» WORK REQUEST: Give the number of lines below that hold the string "english", and nothing more.

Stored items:
^^^^^^^^
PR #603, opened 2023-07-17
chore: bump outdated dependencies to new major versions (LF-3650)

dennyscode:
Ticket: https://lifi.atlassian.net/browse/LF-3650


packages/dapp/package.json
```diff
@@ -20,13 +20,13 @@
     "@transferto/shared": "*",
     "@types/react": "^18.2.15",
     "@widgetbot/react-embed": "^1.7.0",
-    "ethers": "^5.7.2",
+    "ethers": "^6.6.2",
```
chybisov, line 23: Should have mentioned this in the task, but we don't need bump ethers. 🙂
^^^^^^^^
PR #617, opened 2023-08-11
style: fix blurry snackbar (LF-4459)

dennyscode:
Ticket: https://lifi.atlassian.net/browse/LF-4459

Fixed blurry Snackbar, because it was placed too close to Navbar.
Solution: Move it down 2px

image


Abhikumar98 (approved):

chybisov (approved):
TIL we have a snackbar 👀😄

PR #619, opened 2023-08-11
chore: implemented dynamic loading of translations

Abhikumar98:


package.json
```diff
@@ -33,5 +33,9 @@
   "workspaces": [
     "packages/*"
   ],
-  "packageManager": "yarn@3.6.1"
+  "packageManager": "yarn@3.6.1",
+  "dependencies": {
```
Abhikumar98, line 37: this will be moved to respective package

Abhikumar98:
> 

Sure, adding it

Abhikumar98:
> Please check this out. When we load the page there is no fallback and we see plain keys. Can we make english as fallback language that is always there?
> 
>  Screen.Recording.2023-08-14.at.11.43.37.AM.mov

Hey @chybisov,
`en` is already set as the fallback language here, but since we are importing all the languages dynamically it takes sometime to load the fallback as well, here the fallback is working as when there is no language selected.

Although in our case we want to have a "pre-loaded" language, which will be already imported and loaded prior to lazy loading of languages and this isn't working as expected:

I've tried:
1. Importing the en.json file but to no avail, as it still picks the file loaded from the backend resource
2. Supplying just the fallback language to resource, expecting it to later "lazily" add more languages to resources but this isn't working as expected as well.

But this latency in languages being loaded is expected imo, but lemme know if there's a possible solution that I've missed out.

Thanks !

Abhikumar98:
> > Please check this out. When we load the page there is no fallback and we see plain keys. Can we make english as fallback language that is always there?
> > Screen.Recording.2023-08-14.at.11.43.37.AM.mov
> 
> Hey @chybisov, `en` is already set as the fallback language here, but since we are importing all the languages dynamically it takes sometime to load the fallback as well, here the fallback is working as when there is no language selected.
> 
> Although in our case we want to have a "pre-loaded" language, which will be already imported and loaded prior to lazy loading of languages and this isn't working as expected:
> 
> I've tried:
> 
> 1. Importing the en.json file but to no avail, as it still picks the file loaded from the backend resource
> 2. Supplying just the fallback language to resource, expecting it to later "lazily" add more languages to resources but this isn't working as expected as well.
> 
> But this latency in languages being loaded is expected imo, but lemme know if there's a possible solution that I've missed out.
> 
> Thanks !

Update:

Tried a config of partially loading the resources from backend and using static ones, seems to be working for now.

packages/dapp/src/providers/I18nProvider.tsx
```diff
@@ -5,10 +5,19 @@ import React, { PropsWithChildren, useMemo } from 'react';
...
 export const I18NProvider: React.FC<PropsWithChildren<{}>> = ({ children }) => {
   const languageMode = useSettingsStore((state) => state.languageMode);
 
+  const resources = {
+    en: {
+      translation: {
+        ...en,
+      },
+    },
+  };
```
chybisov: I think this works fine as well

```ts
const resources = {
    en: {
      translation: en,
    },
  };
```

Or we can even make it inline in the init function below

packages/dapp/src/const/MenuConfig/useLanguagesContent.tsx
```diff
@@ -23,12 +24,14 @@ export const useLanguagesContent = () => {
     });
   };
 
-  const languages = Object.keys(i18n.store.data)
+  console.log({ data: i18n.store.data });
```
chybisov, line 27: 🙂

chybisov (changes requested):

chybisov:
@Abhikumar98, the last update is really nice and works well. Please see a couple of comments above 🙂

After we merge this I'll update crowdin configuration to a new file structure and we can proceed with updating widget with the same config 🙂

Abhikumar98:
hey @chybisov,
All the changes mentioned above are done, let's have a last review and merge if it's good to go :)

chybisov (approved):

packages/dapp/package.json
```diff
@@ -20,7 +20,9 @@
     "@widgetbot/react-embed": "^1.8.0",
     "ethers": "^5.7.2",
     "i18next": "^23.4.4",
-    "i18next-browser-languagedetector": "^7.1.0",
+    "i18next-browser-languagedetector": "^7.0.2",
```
^^^^^^^^
» RESPONSE TO THE TASK: 2